INSTRUCTIONS FOR THE TASK: Examine the records below. Report how many of their lines contain the word "break", with no other content.

SUPPLIED ENTRIES:
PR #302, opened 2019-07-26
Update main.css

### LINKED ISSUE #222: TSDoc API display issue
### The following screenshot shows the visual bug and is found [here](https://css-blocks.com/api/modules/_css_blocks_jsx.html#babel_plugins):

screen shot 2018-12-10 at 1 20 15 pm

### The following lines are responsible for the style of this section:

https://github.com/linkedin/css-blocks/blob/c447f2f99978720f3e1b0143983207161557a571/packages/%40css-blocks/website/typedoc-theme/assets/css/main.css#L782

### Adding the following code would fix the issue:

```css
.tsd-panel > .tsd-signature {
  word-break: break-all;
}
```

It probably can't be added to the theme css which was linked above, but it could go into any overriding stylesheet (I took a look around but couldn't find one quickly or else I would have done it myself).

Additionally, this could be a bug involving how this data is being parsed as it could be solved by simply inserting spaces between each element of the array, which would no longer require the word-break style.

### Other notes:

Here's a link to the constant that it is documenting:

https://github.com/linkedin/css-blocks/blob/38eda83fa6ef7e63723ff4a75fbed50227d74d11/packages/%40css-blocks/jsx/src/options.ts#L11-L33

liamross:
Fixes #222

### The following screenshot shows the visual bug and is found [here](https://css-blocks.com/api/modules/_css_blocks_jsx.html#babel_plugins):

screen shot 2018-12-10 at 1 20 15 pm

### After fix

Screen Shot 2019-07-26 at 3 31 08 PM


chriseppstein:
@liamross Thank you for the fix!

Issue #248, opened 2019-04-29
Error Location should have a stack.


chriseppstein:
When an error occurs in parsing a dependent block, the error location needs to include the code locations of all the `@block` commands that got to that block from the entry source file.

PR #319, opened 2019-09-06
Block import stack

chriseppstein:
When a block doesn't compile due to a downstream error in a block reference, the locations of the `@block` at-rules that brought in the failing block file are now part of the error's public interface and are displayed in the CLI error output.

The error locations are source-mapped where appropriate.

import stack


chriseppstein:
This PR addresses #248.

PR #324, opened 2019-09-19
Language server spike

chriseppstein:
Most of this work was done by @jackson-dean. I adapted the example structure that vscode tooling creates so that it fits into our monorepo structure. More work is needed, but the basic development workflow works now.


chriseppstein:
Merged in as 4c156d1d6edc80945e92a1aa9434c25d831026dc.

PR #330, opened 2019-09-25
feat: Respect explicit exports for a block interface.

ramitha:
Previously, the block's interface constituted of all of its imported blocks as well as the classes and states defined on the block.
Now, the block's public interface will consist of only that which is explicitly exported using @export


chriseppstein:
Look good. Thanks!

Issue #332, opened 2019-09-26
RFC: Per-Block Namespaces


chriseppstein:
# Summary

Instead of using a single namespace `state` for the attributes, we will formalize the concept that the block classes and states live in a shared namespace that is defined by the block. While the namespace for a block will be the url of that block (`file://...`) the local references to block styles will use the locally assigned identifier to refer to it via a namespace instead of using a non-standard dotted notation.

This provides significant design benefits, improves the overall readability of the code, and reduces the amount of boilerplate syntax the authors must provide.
==
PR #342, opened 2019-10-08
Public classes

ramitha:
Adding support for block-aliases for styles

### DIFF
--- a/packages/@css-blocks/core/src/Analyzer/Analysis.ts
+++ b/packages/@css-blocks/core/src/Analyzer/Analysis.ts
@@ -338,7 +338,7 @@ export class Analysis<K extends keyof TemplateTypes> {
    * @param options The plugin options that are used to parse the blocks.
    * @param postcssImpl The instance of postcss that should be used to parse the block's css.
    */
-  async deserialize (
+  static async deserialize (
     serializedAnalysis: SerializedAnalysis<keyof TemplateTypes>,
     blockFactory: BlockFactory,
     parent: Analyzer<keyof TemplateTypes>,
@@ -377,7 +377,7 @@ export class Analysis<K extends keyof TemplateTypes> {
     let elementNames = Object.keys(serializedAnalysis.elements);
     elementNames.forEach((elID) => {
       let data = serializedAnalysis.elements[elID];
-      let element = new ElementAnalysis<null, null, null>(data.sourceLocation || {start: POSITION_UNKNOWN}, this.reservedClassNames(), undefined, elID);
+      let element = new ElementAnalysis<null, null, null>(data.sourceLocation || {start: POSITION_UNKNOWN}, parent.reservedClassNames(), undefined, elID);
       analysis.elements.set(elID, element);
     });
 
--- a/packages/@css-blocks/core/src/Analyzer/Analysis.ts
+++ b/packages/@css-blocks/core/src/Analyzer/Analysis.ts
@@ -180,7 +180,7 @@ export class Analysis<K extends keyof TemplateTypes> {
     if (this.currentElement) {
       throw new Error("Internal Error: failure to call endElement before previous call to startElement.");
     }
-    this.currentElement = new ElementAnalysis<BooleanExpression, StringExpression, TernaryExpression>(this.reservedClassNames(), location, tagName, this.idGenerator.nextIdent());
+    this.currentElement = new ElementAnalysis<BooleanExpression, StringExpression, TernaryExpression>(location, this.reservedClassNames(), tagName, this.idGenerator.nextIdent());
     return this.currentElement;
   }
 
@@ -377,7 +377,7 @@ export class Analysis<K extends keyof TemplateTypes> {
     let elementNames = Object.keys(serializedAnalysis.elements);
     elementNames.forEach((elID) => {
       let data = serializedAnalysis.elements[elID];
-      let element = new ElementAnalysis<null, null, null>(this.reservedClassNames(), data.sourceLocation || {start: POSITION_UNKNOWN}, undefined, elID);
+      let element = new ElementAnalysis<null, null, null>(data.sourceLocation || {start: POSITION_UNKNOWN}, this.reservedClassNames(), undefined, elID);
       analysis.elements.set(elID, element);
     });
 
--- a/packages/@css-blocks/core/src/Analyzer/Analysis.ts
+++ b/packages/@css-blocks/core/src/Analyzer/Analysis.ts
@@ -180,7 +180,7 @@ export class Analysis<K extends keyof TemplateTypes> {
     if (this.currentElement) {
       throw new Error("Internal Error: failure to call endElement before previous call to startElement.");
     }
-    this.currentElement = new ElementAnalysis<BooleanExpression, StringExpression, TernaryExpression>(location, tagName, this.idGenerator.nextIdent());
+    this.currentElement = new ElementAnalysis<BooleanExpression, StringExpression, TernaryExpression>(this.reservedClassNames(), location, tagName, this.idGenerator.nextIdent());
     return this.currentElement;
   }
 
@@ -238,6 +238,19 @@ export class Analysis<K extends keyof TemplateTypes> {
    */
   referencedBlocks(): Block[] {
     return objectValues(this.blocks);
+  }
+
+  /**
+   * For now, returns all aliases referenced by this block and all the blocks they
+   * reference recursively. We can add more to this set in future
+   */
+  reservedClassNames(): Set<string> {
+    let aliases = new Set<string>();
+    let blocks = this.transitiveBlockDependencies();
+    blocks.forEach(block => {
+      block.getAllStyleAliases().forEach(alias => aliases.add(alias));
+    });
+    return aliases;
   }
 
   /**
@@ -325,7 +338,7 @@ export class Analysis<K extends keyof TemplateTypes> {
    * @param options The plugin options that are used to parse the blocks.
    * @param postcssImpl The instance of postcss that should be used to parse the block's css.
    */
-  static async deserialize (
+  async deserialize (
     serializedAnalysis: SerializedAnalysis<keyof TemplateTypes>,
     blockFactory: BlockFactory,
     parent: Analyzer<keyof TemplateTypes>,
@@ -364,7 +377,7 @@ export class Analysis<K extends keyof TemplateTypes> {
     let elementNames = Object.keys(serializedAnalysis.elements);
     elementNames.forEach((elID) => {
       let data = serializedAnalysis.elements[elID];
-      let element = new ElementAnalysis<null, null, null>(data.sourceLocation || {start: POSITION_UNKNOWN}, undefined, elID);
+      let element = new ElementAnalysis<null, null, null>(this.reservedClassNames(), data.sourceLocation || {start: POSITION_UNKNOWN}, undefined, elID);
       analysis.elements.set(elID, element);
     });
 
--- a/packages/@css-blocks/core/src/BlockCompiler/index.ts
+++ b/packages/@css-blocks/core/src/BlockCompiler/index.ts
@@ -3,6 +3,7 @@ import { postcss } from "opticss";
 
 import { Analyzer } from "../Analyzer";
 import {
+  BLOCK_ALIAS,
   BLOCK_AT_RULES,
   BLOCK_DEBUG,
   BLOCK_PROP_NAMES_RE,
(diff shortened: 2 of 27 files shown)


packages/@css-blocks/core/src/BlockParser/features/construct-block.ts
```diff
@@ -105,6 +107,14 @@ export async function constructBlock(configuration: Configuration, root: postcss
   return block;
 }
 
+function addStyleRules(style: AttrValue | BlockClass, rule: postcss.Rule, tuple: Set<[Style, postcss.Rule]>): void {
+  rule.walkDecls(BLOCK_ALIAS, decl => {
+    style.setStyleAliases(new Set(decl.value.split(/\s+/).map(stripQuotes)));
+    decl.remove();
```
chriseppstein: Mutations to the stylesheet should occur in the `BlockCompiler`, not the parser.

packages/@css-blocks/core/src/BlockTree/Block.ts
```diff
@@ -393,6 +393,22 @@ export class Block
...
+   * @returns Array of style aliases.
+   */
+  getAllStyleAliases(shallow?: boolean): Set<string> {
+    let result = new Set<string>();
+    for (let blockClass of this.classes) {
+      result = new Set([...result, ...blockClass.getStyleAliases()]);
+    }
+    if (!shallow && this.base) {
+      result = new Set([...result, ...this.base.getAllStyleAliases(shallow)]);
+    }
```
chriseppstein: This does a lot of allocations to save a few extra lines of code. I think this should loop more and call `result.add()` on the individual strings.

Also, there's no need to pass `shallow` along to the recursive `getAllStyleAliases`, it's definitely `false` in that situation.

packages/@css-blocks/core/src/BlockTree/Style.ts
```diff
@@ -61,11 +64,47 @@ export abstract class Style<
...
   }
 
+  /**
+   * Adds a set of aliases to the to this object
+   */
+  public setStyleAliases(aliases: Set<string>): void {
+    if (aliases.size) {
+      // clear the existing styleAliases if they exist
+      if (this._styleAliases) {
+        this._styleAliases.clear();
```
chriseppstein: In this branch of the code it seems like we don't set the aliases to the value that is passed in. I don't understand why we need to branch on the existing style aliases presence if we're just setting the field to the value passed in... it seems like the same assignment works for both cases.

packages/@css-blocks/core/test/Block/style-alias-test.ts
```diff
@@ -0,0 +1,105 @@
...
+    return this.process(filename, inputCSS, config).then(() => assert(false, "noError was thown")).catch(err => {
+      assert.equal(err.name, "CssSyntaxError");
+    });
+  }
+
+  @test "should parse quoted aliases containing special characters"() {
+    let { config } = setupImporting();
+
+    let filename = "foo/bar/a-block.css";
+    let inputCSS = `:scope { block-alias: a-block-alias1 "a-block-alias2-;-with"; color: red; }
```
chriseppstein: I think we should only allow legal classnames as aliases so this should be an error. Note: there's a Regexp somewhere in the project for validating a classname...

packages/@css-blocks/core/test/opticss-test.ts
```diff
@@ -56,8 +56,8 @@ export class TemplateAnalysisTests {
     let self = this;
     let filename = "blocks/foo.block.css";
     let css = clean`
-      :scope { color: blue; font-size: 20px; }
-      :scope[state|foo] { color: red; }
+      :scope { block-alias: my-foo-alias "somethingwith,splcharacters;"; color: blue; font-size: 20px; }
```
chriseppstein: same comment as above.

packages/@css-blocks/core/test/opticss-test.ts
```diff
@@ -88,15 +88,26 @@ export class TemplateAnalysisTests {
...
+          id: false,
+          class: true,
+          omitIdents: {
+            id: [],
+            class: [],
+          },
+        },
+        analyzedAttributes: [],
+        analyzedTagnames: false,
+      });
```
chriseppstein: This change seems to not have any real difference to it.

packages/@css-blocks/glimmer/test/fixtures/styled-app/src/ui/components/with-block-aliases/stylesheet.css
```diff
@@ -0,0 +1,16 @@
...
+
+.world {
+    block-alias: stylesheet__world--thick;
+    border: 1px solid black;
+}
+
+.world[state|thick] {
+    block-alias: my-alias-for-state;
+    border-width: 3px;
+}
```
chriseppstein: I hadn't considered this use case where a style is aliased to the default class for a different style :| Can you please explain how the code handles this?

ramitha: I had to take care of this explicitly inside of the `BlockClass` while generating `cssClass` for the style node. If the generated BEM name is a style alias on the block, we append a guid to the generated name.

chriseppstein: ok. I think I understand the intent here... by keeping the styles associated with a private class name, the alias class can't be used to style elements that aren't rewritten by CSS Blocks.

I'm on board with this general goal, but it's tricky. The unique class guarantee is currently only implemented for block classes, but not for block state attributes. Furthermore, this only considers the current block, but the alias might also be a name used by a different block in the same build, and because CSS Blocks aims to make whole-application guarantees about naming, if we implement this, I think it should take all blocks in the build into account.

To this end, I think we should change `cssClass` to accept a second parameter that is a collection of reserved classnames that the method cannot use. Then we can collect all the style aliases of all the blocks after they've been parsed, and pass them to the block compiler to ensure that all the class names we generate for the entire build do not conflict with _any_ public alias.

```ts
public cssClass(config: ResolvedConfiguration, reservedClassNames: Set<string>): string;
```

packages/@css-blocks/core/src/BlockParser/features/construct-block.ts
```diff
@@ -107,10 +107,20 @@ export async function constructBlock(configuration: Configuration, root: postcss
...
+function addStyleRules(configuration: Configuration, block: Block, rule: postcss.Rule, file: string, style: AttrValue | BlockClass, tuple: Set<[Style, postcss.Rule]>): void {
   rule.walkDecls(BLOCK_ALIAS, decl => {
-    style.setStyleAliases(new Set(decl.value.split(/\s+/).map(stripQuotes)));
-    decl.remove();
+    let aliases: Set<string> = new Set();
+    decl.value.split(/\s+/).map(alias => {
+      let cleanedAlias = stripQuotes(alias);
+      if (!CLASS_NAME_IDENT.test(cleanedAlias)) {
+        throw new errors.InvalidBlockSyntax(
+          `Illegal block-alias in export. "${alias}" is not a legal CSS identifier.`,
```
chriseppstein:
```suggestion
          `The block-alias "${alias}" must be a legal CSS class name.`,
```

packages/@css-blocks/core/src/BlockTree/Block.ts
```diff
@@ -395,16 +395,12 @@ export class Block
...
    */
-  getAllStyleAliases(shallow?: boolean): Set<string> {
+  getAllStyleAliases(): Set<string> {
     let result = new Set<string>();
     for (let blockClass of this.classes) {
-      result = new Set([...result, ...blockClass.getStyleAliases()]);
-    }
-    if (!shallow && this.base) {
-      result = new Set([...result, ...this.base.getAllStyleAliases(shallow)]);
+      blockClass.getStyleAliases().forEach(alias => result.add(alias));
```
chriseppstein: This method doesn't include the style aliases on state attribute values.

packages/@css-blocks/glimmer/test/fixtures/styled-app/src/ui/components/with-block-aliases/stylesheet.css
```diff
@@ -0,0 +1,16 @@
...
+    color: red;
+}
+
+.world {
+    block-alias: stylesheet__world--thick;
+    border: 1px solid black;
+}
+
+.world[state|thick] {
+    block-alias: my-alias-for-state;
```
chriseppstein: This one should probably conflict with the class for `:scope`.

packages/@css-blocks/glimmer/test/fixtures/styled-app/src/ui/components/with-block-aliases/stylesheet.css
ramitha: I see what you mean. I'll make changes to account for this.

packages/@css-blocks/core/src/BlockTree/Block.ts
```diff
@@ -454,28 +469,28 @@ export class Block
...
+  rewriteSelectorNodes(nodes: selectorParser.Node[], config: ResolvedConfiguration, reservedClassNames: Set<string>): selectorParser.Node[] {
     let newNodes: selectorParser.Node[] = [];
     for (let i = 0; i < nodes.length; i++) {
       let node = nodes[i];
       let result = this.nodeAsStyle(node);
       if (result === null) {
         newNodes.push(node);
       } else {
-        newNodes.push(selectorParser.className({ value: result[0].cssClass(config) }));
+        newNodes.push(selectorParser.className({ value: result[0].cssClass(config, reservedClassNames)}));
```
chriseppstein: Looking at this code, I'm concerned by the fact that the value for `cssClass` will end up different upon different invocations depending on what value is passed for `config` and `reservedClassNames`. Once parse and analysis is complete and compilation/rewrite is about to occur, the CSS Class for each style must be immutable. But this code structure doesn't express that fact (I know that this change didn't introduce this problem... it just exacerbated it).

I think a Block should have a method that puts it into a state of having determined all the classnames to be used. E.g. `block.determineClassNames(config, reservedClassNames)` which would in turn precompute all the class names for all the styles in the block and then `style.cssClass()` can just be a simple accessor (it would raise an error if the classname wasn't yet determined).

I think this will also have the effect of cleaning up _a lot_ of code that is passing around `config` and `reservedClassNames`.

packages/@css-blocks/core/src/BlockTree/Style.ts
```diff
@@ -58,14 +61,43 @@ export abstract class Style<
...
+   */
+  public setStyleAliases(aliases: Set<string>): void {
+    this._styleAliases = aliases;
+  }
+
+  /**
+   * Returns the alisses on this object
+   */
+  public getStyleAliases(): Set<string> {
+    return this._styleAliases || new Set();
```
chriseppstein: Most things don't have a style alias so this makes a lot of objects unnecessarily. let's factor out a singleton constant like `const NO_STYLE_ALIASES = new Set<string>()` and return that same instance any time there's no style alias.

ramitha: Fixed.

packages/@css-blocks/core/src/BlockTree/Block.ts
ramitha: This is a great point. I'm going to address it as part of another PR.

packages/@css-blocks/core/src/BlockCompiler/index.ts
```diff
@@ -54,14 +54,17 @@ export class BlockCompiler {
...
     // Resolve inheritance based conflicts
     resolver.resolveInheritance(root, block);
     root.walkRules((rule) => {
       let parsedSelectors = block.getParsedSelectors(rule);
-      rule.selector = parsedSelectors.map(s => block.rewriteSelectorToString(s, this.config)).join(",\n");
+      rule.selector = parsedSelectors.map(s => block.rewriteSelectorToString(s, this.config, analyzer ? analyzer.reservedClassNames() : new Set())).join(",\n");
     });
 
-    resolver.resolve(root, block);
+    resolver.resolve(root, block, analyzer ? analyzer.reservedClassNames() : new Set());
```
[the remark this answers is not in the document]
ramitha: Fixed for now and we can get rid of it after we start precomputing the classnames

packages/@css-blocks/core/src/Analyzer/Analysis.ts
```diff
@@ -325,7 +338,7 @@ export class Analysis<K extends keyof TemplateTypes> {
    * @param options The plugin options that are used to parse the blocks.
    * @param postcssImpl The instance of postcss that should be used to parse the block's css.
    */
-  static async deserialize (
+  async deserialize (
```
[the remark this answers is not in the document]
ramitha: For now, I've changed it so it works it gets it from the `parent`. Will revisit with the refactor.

SOLUTION FOR THIS PROBLEM: 2